Here’s an intriguing article from CIO Journal (WSJ) about a marquee company who did indeed (and still does) have a backup data center but made an explicit decision during Hurricane Sandy to not switch to it. They opted to suspend operations rather than flex to to the backup.
Read the article to understand why.
Would you make the same decision for your business?
Is your company prepared — not just logistically, but also business-process-wise — to move from primary to standby systems?
Are your decision criteria for switching to a backup site well-defined and broadly understood amongst the decision-making team?
And are your employees “mentally prepared” to work with/from a backup data center? Have you practiced with actual transfer drills?
Emphasis in red added by me.
Brian Wood, VP Marketing
Knight Capital Punts on Using Backup Center
Knight Capital seemed to have all of the critical elements of a business continuity plan in place. Yet as the wind, rain and storm surges of Sandy battered the Northeast, that plan failed to keep the brokerage operating on Wednesday. It shut down most of its trading late that morning, out of fear that a backup power generator at its Jersey City, N.J. would run out of fuel.
And there was another problem. Even though the firm has a backup data center in Purchase, N.Y.—with a separate source of power—it decided early Wednesday to keep operating out of headquarters in Jersey City. And later in the day, it decided against switching data centers in the middle of the trading session because it feared operational risks. As the Wall Street Journal reported:
“Knight maintains a backup data center in Purchase, N.Y., and has the capacity to switch crucial trading systems over to that facility. But the company told some customers and others it was concerned about switching to the disaster site in the middle of the trading day, according to people familiar with the matter.”

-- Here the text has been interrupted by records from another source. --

PR #1288, opened 2017-01-02
Layer View 3D, with detection of OpenGL context versions.

jackha:
Summary:
- Data for Layer view has extra info: line_dimensions, extruders, line_types
- Removed misusing color alpha channel for extruder number. Extruders is now a new separate attribute.
- Compatibility mode for layer view if OpenGL context does not meet requirements (or force_layer_view_compatibility_mode). Compatibility mode is based on old layer view, but with a few more features.
- Minimum layer + maximum layer.
- Checkboxes to toggle layer types (travel moves, support, adhesion, skin, infill), and per extruder.
- Needs updates from Uranium https://github.com/Ultimaker/Uranium/pull/204

OpenGL 4.1 core and 2.0:
- Added 4.1 core shaders.
- Layer view compatibility mode uses OpenGLContext.isLegacyOpenGL and preference force_layer_view_compatibility_mode


fieldOfView:
A minor suggestion: please try to use meaningful commit messages, even in private and experimental branches. At some point this code is going to be merged into master, and all the "wip", "cleanup" etc commit messages will become meaningless.

jackha:
No problem, it was a minor addition.

fieldOfView:
Finally took some time to checkout the branch. Nice work!

The dual layer slider was a surprise; its a bit of an engineer's design ;-). A functionality that I miss with the dual sliders is being able to select - say - a 5 layer thick "stack" and move it up/down like before.

Here's a quick sketch of an alternative, where both upper and lower limit share a single track:
slider
You could make the "inbetween" grey area draggable as well, moving both of the limits together. If you make it so that the upper track is draw a bit higher than the lower track, you can make it so that there is still a bit of grey left when you have a single layer selected. Taking it one step further would be to have the layer number box move to the limit "nub" you touched last (upper, middle, lower), so it is also possible to enter exact numbers for those.

fieldOfView:
For the curious... Here's the state of things:
state-of-things

Ghostkeeper:
Love the stacked layer view slider idea!

jackha:
@fieldOfView Thanks for the comments. The dual slider is indeed my engineers design. A new proposal updates the slider as well as some other elements. Your proposal with the draggable 5 layer stack can also be incorporated :-)

cura/LayerDataBuilder.py
```diff
@@ -48,28 +48,63 @@ def setLayerThickness(self, layer, thickness):
 
         self._layers[layer].setThickness(thickness)
 
-    def build(self):
+    #   material color map: [r, g, b, a] for each extruder row.
+    #   line_type_brightness: compatibility layer view uses line type brightness of 0.5
+    def build(self, material_color_map, line_type_brightness = 1.0):
```
nallath: Could you use doxygen style markup here? Makes it a bit more consistent (use \param & \type{dict} etc)

cura/LayerDataBuilder.py
```diff
@@ -48,28 +48,63 @@ def setLayerThickness(self, layer, thickness):
...
 
         self.addVertices(vertices)
+        colors[:, 0:3] *= line_type_brightness
         self.addColors(colors)
         self.addIndices(indices.flatten())
 
+        material_colors = numpy.zeros((line_dimensions.shape[0], 4), dtype=numpy.float32)
+        for extruder_nr in range(material_color_map.shape[0]):
+            material_colors[extruders == extruder_nr] = material_color_map[extruder_nr]
+        material_colors[line_types == LayerPolygon.MoveCombingType] = colors[line_types == LayerPolygon.MoveCombingType]
```
nallath: As just discussed; Numpy arrays work differently. Please add a comment here to indicate that.

cura/LayerPolygon.py
```diff
@@ -19,13 +19,16 @@ class LayerPolygon:
     
     __jump_map = numpy.logical_or(numpy.logical_or(numpy.arange(11) == NoneType, numpy.arange(11) == MoveCombingType), numpy.arange(11) == MoveRetractionType)
     
-    def __init__(self, mesh, extruder, line_types, data, line_widths):
+    ##  LayerPolygon
+    #   line_thicknesses: array with type as index and thickness as value
```
nallath: Document what the parameters mean.

cura/LayerPolygon.py
```diff
@@ -60,12 +63,11 @@ def buildCache(self):
...
         numpy.logical_and(self._build_cache_needed_points, self._build_cache_line_mesh_mask, self._build_cache_needed_points )
-        
+
         self._vertex_begin = 0
         self._vertex_end = numpy.sum( self._build_cache_needed_points )
         
-
-    def build(self, vertex_offset, index_offset, vertices, colors, indices):
+    def build(self, vertex_offset, index_offset, vertices, colors, line_dimensions, extruders, line_types, indices):
         if (self._build_cache_line_mesh_mask is None) or (self._build_cache_needed_points is None ):
```
nallath: You didn't write this, but the () are unneeded. Might as well remove them.

cura/LayerPolygon.py
```diff
@@ -60,12 +63,11 @@ def buildCache(self):
...
         # Mark points as unneeded if they are of types we don't want in the line mesh according to the calculated mask
         numpy.logical_and(self._build_cache_needed_points, self._build_cache_line_mesh_mask, self._build_cache_needed_points )
-        
+
         self._vertex_begin = 0
         self._vertex_end = numpy.sum( self._build_cache_needed_points )
         
-
-    def build(self, vertex_offset, index_offset, vertices, colors, indices):
+    def build(self, vertex_offset, index_offset, vertices, colors, line_dimensions, extruders, line_types, indices):
```
nallath: Document the function (when to use, what does it do)

plugins/CuraEngineBackend/ProcessSlicedLayersJob.py
```diff
@@ -24,6 +27,14 @@
 catalog = i18nCatalog("cura")
 
 
+def colorCodeToRGBA(color_code):
```
nallath: Document what format of input it expects and what kind of output it returns.

plugins/CuraEngineBackend/ProcessSlicedLayersJob.py
```diff
@@ -144,7 +159,33 @@ def run(self):
                 self._progress.setProgress(progress)
 
         # We are done processing all the layers we got from the engine, now create a mesh out of the data
-        layer_mesh = layer_data.build()
+
+        # Find out colors per extruder
+        global_container_stack = Application.getInstance().getGlobalContainerStack()
+        manager = ExtruderManager.getInstance()
+        extruders = list(manager.getMachineExtruders(global_container_stack.getId()))
```
nallath: Why convert it to a list here?

plugins/LayerView/LayerView.py
```diff
@@ -60,17 +61,30 @@ def __init__(self):
...
+
         Preferences.getInstance().preferenceChanged.connect(self._onPreferencesChanged)
 
         self._solid_layers = int(Preferences.getInstance().getValue("view/top_layer_count"))
         self._only_show_top_layers = bool(Preferences.getInstance().getValue("view/only_show_top_layers"))
+        self._compatibility_mode = True  # for safety
 
         self._wireprint_warning_message = Message(catalog.i18nc("@info:status", "Cura does not accurately display layers when Wire Printing is enabled"))
 
+    def _resetSettings(self):
```
nallath: just _reset might be a better name for this. I'm also fine leaving this as is.

plugins/LayerView/LayerView.py
```diff
@@ -136,6 +154,71 @@ def setLayer(self, value):
...
+        if self._minimum_layer_num != value:
+            self._minimum_layer_num = value
+            if self._minimum_layer_num < 0:
+                self._minimum_layer_num = 0
+
+            self._startUpdateTopLayers()
+
+            self.currentLayerNumChanged.emit()
+
+    def setLayerViewType(self, layer_view_type):
```
nallath: Documentation please :) What input is expected for layer_view_type?

plugins/LayerView/LayerView.py
```diff
@@ -136,6 +154,71 @@ def setLayer(self, value):
...
+        self._layer_view_type = layer_view_type
+        self.currentLayerNumChanged.emit()
+
+    def getLayerViewType(self):
+        return self._layer_view_type
+
+    def setExtruderOpacity(self, extruder_nr, opacity):
```
nallath: Documentation + bit more defensive coding. We don't handle the case of trying to set the opacity of extruder_nr "OMGWTFBBQ" (which never exists)

plugins/LayerView/LayerView.qml
```diff
@@ -15,11 +15,36 @@ Item
 
     Slider
     {
+        id: slider2
```
nallath: I think you can come up with a better descriptive name ;)

plugins/LayerView/LayerView.qml
```diff
@@ -114,4 +145,129 @@ Item
             }
         }
     }
+
+    Rectangle {
+        anchors.left: parent.left
+        anchors.verticalCenter: parent.verticalCenter
+        anchors.top: slider_background.bottom
+        anchors.topMargin: UM.Theme.getSize("default_margin").height
+        //anchors.leftMargin: UM.Theme.getSize("default_margin").width
```
nallath: Unused code. Remove this

plugins/LayerView/LayerView.qml
```diff
@@ -114,4 +145,129 @@ Item
...
+            anchors.left: parent.left
+            text: catalog.i18nc("@label","Compatibility mode")
+            visible: UM.LayerView.compatibilityMode
+        }
+
+        ColumnLayout {
+            id: view_settings
+            anchors.top: UM.LayerView.compatibilityMode ? compatibilityModeLabel.bottom : layerTypeCombobox.bottom
+            anchors.topMargin: UM.Theme.getSize("default_margin").height
+            x: UM.Theme.getSize("default_margin").width
```
nallath: Why not use anchors.left & leftMargin?

plugins/LayerView/LayerView.qml
```diff
@@ -114,4 +145,129 @@ Item
...
+
+            CheckBox {
```
nallath: This would be better with a repeater & a listModel. This is a whole lot of code duplication.

plugins/LayerView/LayerViewProxy.py
```diff
@@ -36,6 +37,12 @@ def currentLayer(self):
         if type(active_view) == LayerView.LayerView.LayerView:
             return active_view.getCurrentLayer()
 
+    @pyqtProperty(int, notify = currentLayerChanged)
+    def minimumLayer(self):
+        active_view = self._controller.getActiveView()
+        if type(active_view) == LayerView.LayerView.LayerView:
```
nallath: Why not ductype it? If a view has a getMinimumLayer() function, it is good enough. It shouldn't matter if it is a layerview or not.

plugins/LayerView/LayerViewProxy.py
```diff
@@ -44,13 +51,84 @@ def busy(self):
             return active_view.isBusy()
 
         return False
-    
+
+    @pyqtProperty(bool)
+    def compatibilityMode(self):
+        active_view = self._controller.getActiveView()
+        if type(active_view) == LayerView.LayerView.LayerView:
```
nallath: See previous comment

plugins/LayerView/layers.shader
```diff
@@ -3,33 +3,163 @@ vertex =
...
     attribute lowp vec4 a_color;
+    attribute lowp vec4 a_material_color;
+
     varying lowp vec4 v_color;
+    varying float v_line_type;
+
     void main()
     {
         gl_Position = u_modelViewProjectionMatrix * a_vertex;
-        // shade the color depending on the extruder index stored in the alpha component of the color
```
nallath: Why remove the documentation?

plugins/LayerView/layers.shader
```diff
@@ -3,33 +3,163 @@ vertex =
...
-        v_color = (a_color.a == u_active_extruder) ? a_color : a_color * u_shade_factor;
-        v_color.a = 1.0;
+        v_color = a_color;
+        if ((a_line_type != 8.0) && (a_line_type != 9.0)) {
```
nallath: a_line_type seems to be an enum. Could you also use it as such. I have no idea what 8.0 and 9.0 indicate right now.

plugins/LayerView/layers.shader
```diff
@@ -3,33 +3,163 @@ vertex =
...
+        }
+
+        v_line_type = a_line_type;
     }
 
 fragment =
     varying lowp vec4 v_color;
+    varying float v_line_type;
+
+    uniform int u_show_travel_moves;
```
nallath: Why is this an int? As far as I can see it's used as a bool.

plugins/LayerView/layers.shader
```diff
@@ -3,33 +3,163 @@ vertex =
...
+    in lowp vec4 a_material_color;
+
+    out lowp vec4 v_color;
+    out float v_line_type;
+
+    void main()
+    {
+        gl_Position = u_modelViewProjectionMatrix * a_vertex;
+        v_color = a_color;
+        if ((a_line_type != 8) && (a_line_type != 9)) {
```
nallath: See comment about enum. Also you now compare it to the integer 8 (instead of 8.0 that you used previously)

plugins/LayerView/layers3d.shader
```diff
@@ -0,0 +1,346 @@
...
+        vec4 g_vertex_offset_horz_head;
+
+        float size_x;
+        float size_y;
+
+        if ((v_extruder_opacity[0][v_extruder[0]] == 0.0) && (v_line_type[0] != 8) && (v_line_type[0] != 9)) {
+            return;
+        }
+        // See LayerPolygon; 8 is MoveCombingType, 9 is RetractionType
+        if ((u_show_travel_moves == 0) && ((v_line_type[0] == 8) || (v_line_type[0] == 9))) {
```
nallath: See comment about enum

plugins/LayerView/layers3d.shader
```diff
@@ -0,0 +1,346 @@
...
+        if ((u_show_infill == 0) && (v_line_type[0] == 6)) {
+            return;
+        }
+
+        if ((v_line_type[0] == 8) || (v_line_type[0] == 9)) {
+            // fixed size for movements
+            size_x = 0.1;
+            size_y = 0.1;
+        } else {
+            size_x = v_line_dim[0].x / 2 + 0.01;  // radius, and make it nicely overlapping
```
nallath: Might want to use a overlap variable for this (in case this is used in other places).

plugins/LayerView/layers3d.shader
```diff
@@ -0,0 +1,346 @@
...
+        g_vertex_delta = gl_in[1].gl_Position - gl_in[0].gl_Position;
+        g_vertex_normal_horz_head = normalize(vec3(-g_vertex_delta.x, -g_vertex_delta.y, -g_vertex_delta.z));
+        g_vertex_offset_horz_head = vec4(g_vertex_normal_horz_head * size_x, 0.0);
+
+        g_vertex_normal_horz = normalize(vec3(g_vertex_delta.z, g_vertex_delta.y, -g_vertex_delta.x));
+
+        g_vertex_offset_horz = vec4(g_vertex_normal_horz * size_x, 0.0); //size * g_vertex_normal_horz;
+        g_vertex_normal_vert = vec3(0.0, 1.0, 0.0);
+        g_vertex_offset_vert = vec4(g_vertex_normal_vert * size_y, 0.0);
+
```
nallath: Wouldn't it be better to make a function that handles the creation of verts? This seems like an awfull lot of code duplication.

plugins/LayerView/layers3d.shader
```diff
@@ -0,0 +1,346 @@
...
+    void main()
+    {
+        mediump vec4 finalColor = vec4(0.0);
+        float alpha = f_color.a;
+
+        finalColor.rgb += f_color.rgb * 0.3;
+
+        highp vec3 normal = normalize(f_normal);
+        highp vec3 lightDir = normalize(u_lightPosition - f_vertex);
```
nallath: Codestyle; light_dir

plugins/LayerView/layers3d.shader
```diff
@@ -0,0 +1,346 @@
...
+
+fragment41core =
+    #version 410
+    in lowp vec4 f_color;
+    in lowp vec3 f_normal;
+    in lowp vec3 f_vertex;
+
+    out vec4 frag_color;
+
+    uniform mediump vec4 u_ambientColor;
```
nallath: Codestyle: u_ambient_color

plugins/LayerView/layerview_composite.shader
```diff
@@ -63,6 +63,74 @@ fragment =
...
+
+    const vec3 x_axis = vec3(1.0, 0.0, 0.0);
+    const vec3 y_axis = vec3(0.0, 1.0, 0.0);
+    const vec3 z_axis = vec3(0.0, 0.0, 1.0);
+
+    out vec4 frag_color;
+
+    void main()
+    {
+        kernel[0] = 0.0; kernel[1] = 1.0; kernel[2] = 0.0;
```
nallath: Add a bit of documentation here that this is a blur kernel (sorta)

plugins/CuraEngineBackend/ProcessSlicedLayersJob.py
jackha: Easier debugging and not sure if an iterator will evaluate to False if it doesn't return any objects.

plugins/LayerView/LayerView.qml
jackha: Haha, yes and its going to be removed in the near future

plugins/LayerView/LayerView.qml
jackha: No reason and I fixed it.

plugins/LayerView/LayerView.qml
jackha: Well, the only thing the items have in common is "CheckBox". All elements have unique properties.

plugins/LayerView/LayerViewProxy.py
jackha: I copied the method how current properties work. Maybe if we add another layer view we can change it. For now it doesn't matter.

plugins/LayerView/layers.shader
jackha: It was not correct any more, but now I've added a new correct comment.

plugins/LayerView/layers.shader
jackha: Bools are available only from OpenGL 4.1.

plugins/LayerView/layers3d.shader
jackha: Uhm yes, why didn't I do that? It's so convenient ^^. Doing it now.

plugins/LayerView/layerview_composite.shader
jackha: I didn't know that ^^

plugins/LayerView/layers3d.shader
jackha: Are you sure? There are a lot of bindings and attributes that have this camelCase. I started renaming and realized that I practically had to rename all... partial work is in branch rename_shader_variables

nallath: I think all of our codestyle was like that. Could be that someone ignored it in the past.

awhiemstra: We never really had (and still don't have) a coding style for either GLSL or public properties. I would say it is fine as is, if we really want to change it we should do that separately.

plugins/LayerView/layers.shader
jackha: After a small discussion we can leave it as is for now. I've added a comment.

PR #5402, opened 2019-03-07
monitor does not show "Build Plate"

lucik:
bed_temperature_matches : error in temperature search expression

### DIFF
--- a/plugins/USBPrinting/USBPrinterOutputDevice.py
+++ b/plugins/USBPrinting/USBPrinterOutputDevice.py
@@ -265,7 +265,7 @@ class USBPrinterOutputDevice(PrinterOutputDevice):
                     if match[2]:
                         extruder.updateTargetHotendTemperature(float(match[2]))
 
-                bed_temperature_matches = re.findall(b"B: ?(\d+\.?\d*)  ?\/?(\d+\.?\d*) ?", line)
+                bed_temperature_matches = re.findall(b"B: ?(\d+\.?\d*) ?\/?(\d+\.?\d*)?", line)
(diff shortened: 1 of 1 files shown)


plugins/USBPrinting/USBPrinterOutputDevice.py
```diff
@@ -265,7 +265,7 @@ def _update(self):
                     if match[2]:
                         extruder.updateTargetHotendTemperature(float(match[2]))
 
-                bed_temperature_matches = re.findall(b"B: ?(\d+\.?\d*)  ?\/?(\d+\.?\d*) ?", line)
+                bed_temperature_matches = re.findall(b"B: ?(\d+\.?\d*) ?\/?(\d+\.?\d*)?", line)
```
Ghostkeeper: To make it work with both formats, maybe we can use something more like this:

    r"B: ?(\d+\.?\d*)\s+?\/?(\d+\.?\d*)?\s*"

I've changed the single space into `\s+` and still allow the space at the end.

lucik: Then you need to regexp in "extruder_temperature_matches" lead to this type

lucik: \s+? should be \s*. 

The last "\s*" I think is not needed.

bed_temperature_matches = re.findall(b"B: ?(\d+\.?\d*)\s*\/?(\d+\.?\d*)?", line)

extruder_temperature_matches = re.findall(b"T(\d*): ?(\d+\.?\d*)\s*\/?(\d+\.?\d*)?", line)

PR #5408, opened 2019-03-08
New bundled plugin: UFPReader

diegopradogesto:
This PR adds the possibility to open and visualise the Ultimaker Format Package files. It was an internal request. 

The UFP file is used in the Ultimaker S5 as a 3mf format files that stores the gcode and other files that are needed for the right operation in that printer. The file includes a screenshot and information about the material that is used (among other files)

With this plugin, the user will be able to open the GCode that is included in that file.

### DIFF
--- a/plugins/UFPWriter/UFPWriter.py
+++ b/plugins/UFPWriter/UFPWriter.py
@@ -23,7 +23,7 @@ catalog = i18nCatalog("cura")
 
 class UFPWriter(MeshWriter):
     def __init__(self):
-        super().__init__()
+        super().__init__(add_to_recent_files = False)
 
         MimeTypeDatabase.addMimeType(
             MimeType(
--- a/plugins/UFPWriter/UFPWriter.py
+++ b/plugins/UFPWriter/UFPWriter.py
@@ -23,7 +23,7 @@ catalog = i18nCatalog("cura")
 
 class UFPWriter(MeshWriter):
     def __init__(self):
-        super().__init__(add_to_recent_files = False)
+        super().__init__()
 
         MimeTypeDatabase.addMimeType(
             MimeType(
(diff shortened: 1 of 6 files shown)


plugins/UFPWriter/UFPWriter.py
```diff
@@ -23,7 +23,7 @@
 
 class UFPWriter(MeshWriter):
     def __init__(self):
-        super().__init__(add_to_recent_files = False)
+        super().__init__()
```
fieldOfView: GCodeWriter and GCodeGzWriter both have this, why should UFPWriter be different?

resources/bundled_packages/cura.json
```diff
@@ -492,6 +492,23 @@
...
         }
     },
+    "UFPReader": {
+        "package_info": {
+            "package_id": "UFPReader",
+            "package_type": "plugin",
+            "display_name": "UFP Reader",
+            "description": "Provides support for reading Ultimaker Format Packages.",
+            "package_version": "1.0.0",
+            "sdk_version": "6.0",
```
ChrisTerBeke: 6.0 is not a valid semver number, it should be in the x.x.x format.

diegopradogesto: This format is like this in the entire file. It's out of the scope of this PR to change the `sdk_version` for all the packages.

plugins/UFPWriter/UFPWriter.py
diegopradogesto: Oh, yes, the add to recent should be only in the reader. Reverted on 66a2425b863c8e2a0cd8dee78b30afba0aead164

resources/bundled_packages/cura.json
ChrisTerBeke: Still, boyscout rule should result in at least this one being correct....

diegopradogesto: 53b59220f8824156c49e4f95a70ac2345dea8652 😜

The episode highlights one of the major problems with corporate backup systems. For all the money that companies invest in this infrastructure, management is often unable or unwilling to implement it when it is needed most. “It happens more often than you would think,” says Rachel Dines, senior analyst at Forrester Research.
It was the second time in three months that Knight, one of the largest handlers of individual equity trades, was forced to tell customers to route their business to its rivals. On August 1, the firm stopped trading after a software problem disrupted trading in more than 140 NYSE-listed companies, including GE. The firm ended up losing $461 million and had to seek help from outside investors, including Jefferies. That depressed the value of its own stock by as much as 75% at one point, and caused difficulty for CEO Tom Joyce.
Dines said the latest problem at Knight suggests the company was grappling with its business resiliency planning. The problems ranged from the basic—did it have enough fuel on hand?—to more complex issues about how and when to implement its backup data centers.
As the WSJ reported, Knight told employees Thursday morning that “at lower levels of fuel, generators can experience disruptions.” While the generators never actually ran out of fuel, the company was concerned that they might, and shut down preemptively.
Dines said “it’s best practice to store 48 to 72 hours worth of fuel to power backup generators,” and also to have contracts for emergency delivery of fuel. [BW: Good news: AIS has 16,000 gallons of diesel fuel onsite to keep our massive backup generators running for a long, long time.]
Knight issued a statement late Wednesday saying it “has identified and resolved the power outages that were experienced earlier today.” But it did not respond to questions from CIO Journal about its power management, data centers, or business contingency planning.
While maintaining an adequate supply of fuel for backup generators may be a relatively straightforward issue, the question of when to switch, or “fail over” to a backup data center is more complex.
“Honestly, what I believe happened at Knight is that they didn’t have a clear-cut decision making process for managing when to switch over,” Dines said. If those business policies aren’t clear “people will stall” when it comes to implementing fail-over in the event of an actual disaster, she said.
It’s also important for businesses to conduct regular exercises to test their backup systems. If companies have confidence in their ability to recover, they might be more willing to fail over to a backup site, she said.
It’s also possible that Knight made a rational decision not to fail over, said Alexander Tabb, a partner at TABB Group, a researcher and consultant to the financial services industry. Tabb, who specializes in crisis and continuity, said “disaster recovery does not mean there is no interruption in service.” When businesses fail over to backup data centers, basic functionality is preserved, but customer service or experience may be impaired. So businesses sometimes decide that it is better to shut down completely for a period of time and get their affairs in order, than it is to switch to a lower level of service for an extended period of time.
Looking ahead, however, new approaches to data center design may increase the odds that businesses can fail-over without impairing their business. In the meantime, businesses need to decide just how much protection and resiliency is necessary and cost-effective.
However, a new type of data center architecture is emerging that replaces the traditional fail-over site approach. The architecture involves building clusters of identical data centers located in close proximity and linked by a fast network, allowing applications to exist simultaneously in more than one location.
Dines said that sort of construction—known as load balanced systems, or active-active architecture—are expensive to deploy. But they are already commonly used by many of the largest financial institutions. “They are very secretive about it,” Dines said. “It is probably why some of them didn’t go down.”